[[ Data records, beginning ]]

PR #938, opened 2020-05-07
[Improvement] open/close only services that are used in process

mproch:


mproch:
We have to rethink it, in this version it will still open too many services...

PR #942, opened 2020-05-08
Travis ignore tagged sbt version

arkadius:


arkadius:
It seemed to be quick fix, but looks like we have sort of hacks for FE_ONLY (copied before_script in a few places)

[[ Data records, end ]]
[[ Data records, beginning ]]

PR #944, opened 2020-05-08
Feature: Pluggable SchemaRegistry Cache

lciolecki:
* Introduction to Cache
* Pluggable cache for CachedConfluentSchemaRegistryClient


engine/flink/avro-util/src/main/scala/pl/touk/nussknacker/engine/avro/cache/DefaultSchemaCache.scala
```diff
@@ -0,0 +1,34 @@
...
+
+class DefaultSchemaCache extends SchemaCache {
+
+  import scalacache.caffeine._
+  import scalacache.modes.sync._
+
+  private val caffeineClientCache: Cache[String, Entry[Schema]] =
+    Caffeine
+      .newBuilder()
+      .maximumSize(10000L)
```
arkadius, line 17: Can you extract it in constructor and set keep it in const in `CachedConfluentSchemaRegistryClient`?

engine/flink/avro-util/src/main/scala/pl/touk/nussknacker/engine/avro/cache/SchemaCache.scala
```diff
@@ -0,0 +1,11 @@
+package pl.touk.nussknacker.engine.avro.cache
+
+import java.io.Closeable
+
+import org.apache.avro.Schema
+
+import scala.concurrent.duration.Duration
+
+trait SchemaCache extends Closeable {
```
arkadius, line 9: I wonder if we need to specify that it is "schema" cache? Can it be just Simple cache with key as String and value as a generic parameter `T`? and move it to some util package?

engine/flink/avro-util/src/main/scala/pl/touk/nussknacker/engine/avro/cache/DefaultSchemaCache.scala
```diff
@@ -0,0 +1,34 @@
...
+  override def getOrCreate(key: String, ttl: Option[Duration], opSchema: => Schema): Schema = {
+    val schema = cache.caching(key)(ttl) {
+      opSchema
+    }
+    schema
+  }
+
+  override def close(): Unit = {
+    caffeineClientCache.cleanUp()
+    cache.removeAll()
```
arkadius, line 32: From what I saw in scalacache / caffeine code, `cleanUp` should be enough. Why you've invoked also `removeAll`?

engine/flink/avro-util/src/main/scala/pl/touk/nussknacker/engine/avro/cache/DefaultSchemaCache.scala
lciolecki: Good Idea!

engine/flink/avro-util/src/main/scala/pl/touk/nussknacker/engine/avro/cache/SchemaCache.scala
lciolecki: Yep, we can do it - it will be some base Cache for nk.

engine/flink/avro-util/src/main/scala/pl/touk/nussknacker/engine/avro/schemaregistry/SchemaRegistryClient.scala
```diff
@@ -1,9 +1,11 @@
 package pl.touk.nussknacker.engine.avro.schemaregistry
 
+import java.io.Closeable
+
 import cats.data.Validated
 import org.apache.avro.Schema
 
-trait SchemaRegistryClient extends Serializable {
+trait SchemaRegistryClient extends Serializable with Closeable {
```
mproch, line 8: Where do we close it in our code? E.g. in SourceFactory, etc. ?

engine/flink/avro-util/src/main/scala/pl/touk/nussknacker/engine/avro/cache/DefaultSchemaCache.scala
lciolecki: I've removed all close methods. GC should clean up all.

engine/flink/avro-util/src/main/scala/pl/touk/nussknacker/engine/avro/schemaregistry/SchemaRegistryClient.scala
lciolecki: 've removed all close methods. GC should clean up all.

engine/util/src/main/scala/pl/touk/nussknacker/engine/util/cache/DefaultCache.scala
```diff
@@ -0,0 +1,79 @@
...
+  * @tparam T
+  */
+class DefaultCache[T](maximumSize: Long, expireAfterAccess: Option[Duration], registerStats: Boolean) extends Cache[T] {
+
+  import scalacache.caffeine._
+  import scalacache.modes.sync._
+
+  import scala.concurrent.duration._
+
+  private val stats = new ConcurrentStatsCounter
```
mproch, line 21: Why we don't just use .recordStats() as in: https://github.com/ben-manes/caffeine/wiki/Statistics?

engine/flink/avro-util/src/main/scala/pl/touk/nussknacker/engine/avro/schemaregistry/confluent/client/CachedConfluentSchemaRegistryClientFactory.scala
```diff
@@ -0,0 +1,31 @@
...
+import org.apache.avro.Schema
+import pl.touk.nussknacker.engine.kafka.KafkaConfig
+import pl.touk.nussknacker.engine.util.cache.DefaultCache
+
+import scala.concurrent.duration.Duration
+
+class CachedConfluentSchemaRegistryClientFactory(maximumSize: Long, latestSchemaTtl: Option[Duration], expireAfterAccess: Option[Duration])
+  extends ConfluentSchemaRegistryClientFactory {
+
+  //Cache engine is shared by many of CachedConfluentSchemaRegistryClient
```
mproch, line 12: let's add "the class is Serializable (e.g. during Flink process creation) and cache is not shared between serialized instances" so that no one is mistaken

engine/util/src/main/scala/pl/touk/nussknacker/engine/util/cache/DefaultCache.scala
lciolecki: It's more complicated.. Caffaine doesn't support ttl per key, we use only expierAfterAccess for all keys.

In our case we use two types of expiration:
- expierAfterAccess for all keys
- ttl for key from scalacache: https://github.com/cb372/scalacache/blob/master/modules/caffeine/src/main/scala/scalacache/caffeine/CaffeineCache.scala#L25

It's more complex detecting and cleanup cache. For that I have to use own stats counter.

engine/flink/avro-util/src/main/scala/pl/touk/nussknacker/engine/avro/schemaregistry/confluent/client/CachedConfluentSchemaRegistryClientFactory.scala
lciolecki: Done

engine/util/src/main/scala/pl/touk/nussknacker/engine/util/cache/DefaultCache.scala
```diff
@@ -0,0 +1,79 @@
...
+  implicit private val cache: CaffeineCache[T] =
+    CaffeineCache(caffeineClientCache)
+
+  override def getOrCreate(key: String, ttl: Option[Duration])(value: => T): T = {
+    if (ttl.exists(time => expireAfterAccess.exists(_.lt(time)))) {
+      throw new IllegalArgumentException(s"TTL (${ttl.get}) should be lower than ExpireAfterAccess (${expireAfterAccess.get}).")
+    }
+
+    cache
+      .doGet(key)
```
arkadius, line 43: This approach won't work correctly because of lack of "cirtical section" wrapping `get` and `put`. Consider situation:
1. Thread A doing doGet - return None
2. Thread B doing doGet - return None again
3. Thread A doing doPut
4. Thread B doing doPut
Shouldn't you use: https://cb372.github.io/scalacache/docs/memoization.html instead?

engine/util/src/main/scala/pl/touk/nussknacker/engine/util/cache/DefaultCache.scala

[[ Data records, end ]]

What you need to do.
When a line of the data holds the string "more", pick it out and copy it.

Answer to this exercise.
lciolecki: It's more complicated.. Caffaine doesn't support ttl per key, we use only expierAfterAccess for all keys.
It's more complex detecting and cleanup cache. For that I have to use own stats counter.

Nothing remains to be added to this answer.